UK charity improves networking performance across 34 sites with packet shaping appliances

By Rene Millman, 9 Jan 2007 at 11:13

UK charity Cancer Research has fixed its bandwidth problems by installing a packet shaping appliance to improve the application performance across its network.

The organisation put a second PacketShaper 6500 appliance from WAN application optimisation company Packeteer, to fix problems following the installation of an MPLS network by BT across the charity's 34 sites in the UK.

The links were a mix of fixed bandwidth, ADSL and flex circuits which were various bandwidths sitting on 100Mbps circuits. The flex circuit was unable to flex up to the megabytes required because BT were not rate limiting the traffic, and instead simply dropped off packets to ensure other traffic could pass through as soon as the MB limit was reached.

Despite consultation and testing with BT and attempts to configure Cancer Research UK's core switches to limit the traffic, the charity came to the conclusion that the most practical and economical solution would be to purchase a device which would control the traffic from its headquarters.

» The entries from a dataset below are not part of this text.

PR #283, opened 2026-06-03
Feature: radially varying annular detector sensitivity

TomaSusi:
## Summary

Real annular detectors are not uniformly sensitive between their inner and outer integration limits — they have an angle-dependent gain (a gradual edge roll-off, or a measured response curve). See e.g.:
https://www.sciencedirect.com/science/article/abs/pii/S030439910900117X?via%3Dihub

This PR adds a **`RadialSensitivity`** that weights the diffraction pattern by `w(α)` as a function of the radial scattering angle [mrad] before integration/binning, on all radial detectors.

## API

New `abtem.RadialSensitivity`, accepting **either** form:

- a **callable** `w(α)` mapping angle [mrad] → weight, e.g. `lambda a: a / 100`
- a measured **`(angles, values)`** curve, linearly interpolated onto the grid

A weight is a fraction in `[0, 1]` (1 = full sensitivity). A `sensitivity=` argument is added to `AnnularDetector`, `FlexibleAnnularDetector` and `SegmentedDetector`:

```python
import abtem, numpy as np

# HAADF with a linear edge roll-off
det = abtem.AnnularDetector(
    inner=40, outer=100,
    sensitivity=lambda a: np.clip((100 - a) / 60, 0, 1),
)

# measured response curve on a flexible detector
det = abtem.FlexibleAnnularDetector(
    step_size=1.0, inner=40, outer=120,
    sensitivity=([40, 80, 120], [1.0, 0.9, 0.7]),
)
```

## Implementation

- `sensitivity` lives on the shared `_AbstractRadialDetector` base, so all three radial detectors support it. Default `None` preserves existing behavior exactly.
- Weighting is **per-pixel**: `AnnularDetector` weights before integrating to the image; the polar detectors weight before binning, so integrating the resulting `PolarMeasurements` reproduces the sensitivity-weighted annular signal. New `_radial_weight_map` helper in `measurements.py`, threaded through `_annular_detector_mask`, `integrate_radial`, `_integrate_fourier_space`, `polar_binning` and `_radial_binning` for both eager and lazy (dask) paths.

## Validation

Sensitivities are validated as soon as the integration range is known (at construction when `outer` is set, otherwise at detect time):

- measured-curve **angles** must lie within `[inner, outer]` (no silent extrapolation);
- **weights/values** must be within `[0, 1]` — values `> 1` are unphysical and rejected; callables are sampled across the range and checked for finite, non-negative, `≤ 1` weights;
- `inner`/`outer` must be non-negative, regardless of sensitivity.

All raise descriptive `ValueError`s.

## Detector regions & visualization

- **Singular vs plural, made explicit.** `AnnularDetector.get_detector_region` (singular) returns the per-pixel detector efficiency map [%] — binary `0/100` for a uniform detector, sensitivity-weighted otherwise. `FlexibleAnnularDetector`/`SegmentedDetector` expose `get_detector_regions` (plural) — the polar bins, filled with per-bin efficiency [%] when a sensitivity is set so the profile shows. Calling the wrong one raises a guiding `NotImplementedError` (no bare `AttributeError`).
- **`show()`** renders the continuous per-pixel efficiency gradient with an auto-scaled `%` colorbar when a sensitivity is set (previously the discrete colormap collapsed an annular detector to a single flat color), and **crops the view to 1.2× the outer angle** for a tighter default instead of the full sampling-limited angle.

## Testing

Taking a 10Mbps PacketShaper 6500 already in use at Cancer Research UK, a testing period showed that it was possible to increase traffic from 2Mbps to 10Mbps on the 15Mbps flex circuit coming into headquarters. Packeteer provided a 48Mbps 6500 appliance so Cancer Research UK could have a more accurate impression of whether the products could really provide the solution it sought. At the end of this period, IT staff came to the conclusion that rather than outlay to replace the core network switches to provide the rate limiting, the most cost effective solution would be to install the PacketShaper appliance.

"One problem we were up against was that a lot of large scientific images travel around the network causing bottlenecks," said Cancer Research UK project manager Jane Swindle. "One of the advantages of using Packeteer is that it allows us to identify such traffic and trickle it out slowly, optimising other traffic to move across the network without delays."